[Intel-gfx] [RFC 00/22] Gen7 batch buffer command parser
Volkin, Bradley D
bradley.d.volkin at intel.com
Tue Nov 26 21:24:14 CET 2013
On Tue, Nov 26, 2013 at 11:35:38AM -0800, Daniel Vetter wrote:
> Hi Brad,
>
> On Tue, Nov 26, 2013 at 08:51:17AM -0800, bradley.d.volkin at intel.com wrote:
> > From: Brad Volkin <bradley.d.volkin at intel.com>
> >
> > Certain OpenGL features (e.g. transform feedback, performance monitoring)

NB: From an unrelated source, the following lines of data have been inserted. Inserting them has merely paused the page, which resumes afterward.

PR #4757, opened 2026-03-17
pds: use entryway mock server for tests

devinivy:
This replaces a stale dependency on legacy entryway code with a mock entryway server for the @atproto/pds package tests.  As a result we also no longer reference a problematic, old version of sharp.  Should help to unstick future nodejs upgrades.

Probably want to hold off on merging until #4408 lands to avoid unnecessary conflicts.

### DIFF
--- a/packages/pds/tests/entryway-mock.ts
+++ b/packages/pds/tests/entryway-mock.ts
@@ -10,13 +10,15 @@ import { AtpAgent } from '@atproto/api'
 import { getVerificationMaterial } from '@atproto/common'
 import { Secp256k1Keypair, randomStr } from '@atproto/crypto'
 import { IdResolver, getDidKeyFromMultibase } from '@atproto/identity'
+import { DidString, HandleString } from '@atproto/syntax'
 import {
   AuthRequiredError,
+  createServer,
   parseReqNsid,
   verifyJwt as verifyServiceJwt,
 } from '@atproto/xrpc-server'
 import { bearerTokenFromReq, createPublicKeyObject } from '../src/auth-verifier'
-import { createServer } from '../src/lexicon'
+import { com } from '../src/lexicons/index.js'
 
 interface Account {
   did: string
@@ -163,7 +165,7 @@ export class MockEntryway {
 
     const server = createServer()
 
-    server.com.atproto.server.createAccount({
+    server.add(com.atproto.server.createAccount, {
       handler: async ({ input }) => {
         const { email, handle } = input.body
 
@@ -222,7 +224,7 @@ export class MockEntryway {
         return {
           encoding: 'application/json' as const,
           body: {
-            did: plcCreate.did,
+            did: plcCreate.did as DidString,
             handle,
             accessJwt,
             refreshJwt,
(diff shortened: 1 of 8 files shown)


ThisIsMissEm:
Heeey, yay! Someone did this! I know I'd mentioned doing it but not having the time to yet

packages/pds/tests/entryway-mock.ts
```diff
@@ -0,0 +1,304 @@
...
+    const idResolver = new IdResolver({ plcUrl: opts.plcUrl })
+
+    const accounts = new Map<string, Account>()
+
+    const getSigningKey = async (
+      iss: string,
+      forceRefresh: boolean,
+    ): Promise<string> => {
+      const [did, serviceId] = iss.split('#')
+      assert(!serviceId, 'no service id expected in iss claim')
```
matthieusieben: Nit: why not throwing an `AuthRequiredError` ?

packages/pds/tests/entryway-mock.ts
```diff
@@ -0,0 +1,304 @@
...
+
+    // Auth: verify user access token (typ: 'at+jwt') signed by entryway
+    const accessAuth = async ({
+      req,
+    }: {
+      req: http.IncomingMessage
+    }): Promise<AccessAuthResult> => {
+      try {
+        const token = bearerToken(req)
+        const { payload } = await jose.jwtVerify(token, jwtPublicKey)
```
matthieusieben: Function comment says we check `typ: 'at+jwt'` but `jwtVerify` has no `{ typ: 'at+jwt' }` option argument.

Might be worth making the expected behavior explicit (e.g. `{ typ: undefined }` with a comment)

packages/pds/tests/entryway-mock.ts
```diff
@@ -0,0 +1,304 @@
...
+    }): Promise<ServiceAuthResult> => {
+      try {
+        const token = bearerToken(req)
+        const nsid = parseReqNsid(req)
+        const payload = await verifyServiceJwt(
+          token,
+          opts.serviceDid,
+          nsid,
+          getSigningKey,
+        )
```
matthieusieben, line 157: Here too, we should explicitly check that the `typ` is !== 'at+jwt'

packages/pds/tests/entryway-mock.ts
```diff
@@ -0,0 +1,304 @@
...
+        if (!account) {
+          throw new Error(
+            `Could not find account for DID: ${auth.credentials.did}`,
+          )
+        }
+        return {
+          encoding: 'application/json' as const,
+          body: {
+            did: account.did as DidString,
+            handle: account.handle as HandleString,
```
matthieusieben: Nit: Wouldn't it be better to type `did: DidString` and `handle: HandleString` in `Account` ?

matthieusieben (approved):
Looking good. I expected this would be way more involved than that!

packages/pds/tests/entryway-mock.ts
matthieusieben: I see now that we are checking the `typ` before calling this but I still think it would be valuable to have it here (e.g. to allow the method to be used on its own)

> > require userspace code to submit batches containing commands such as
> > MI_LOAD_REGISTER_IMM to access various registers. Unfortunately, some
> > generations of the hardware will noop these commands in "unsecure" batches
> > (which includes all userspace batches submitted via i915) even though the
> > commands may be safe and represent the intended programming model of the device.
> >
> > This series introduces a software command parser similar in operation to the
> > command parsing done in hardware for unsecure batches. However, the software
> > parser allows some operations that would be noop'd by hardware, if the parser
> > determines the operation is safe, and submits the batch as "secure" to prevent
> > hardware parsing. Currently the series implements this on IVB and HSW.
> >
> > The series is divided into several phases:
> >
> > patches 01-09: These implement infrastructure and the command parsing algorithm,
> > all behind a module parameter. I expect some discussion and
> > rework, but hopefully there's nothing too controversial.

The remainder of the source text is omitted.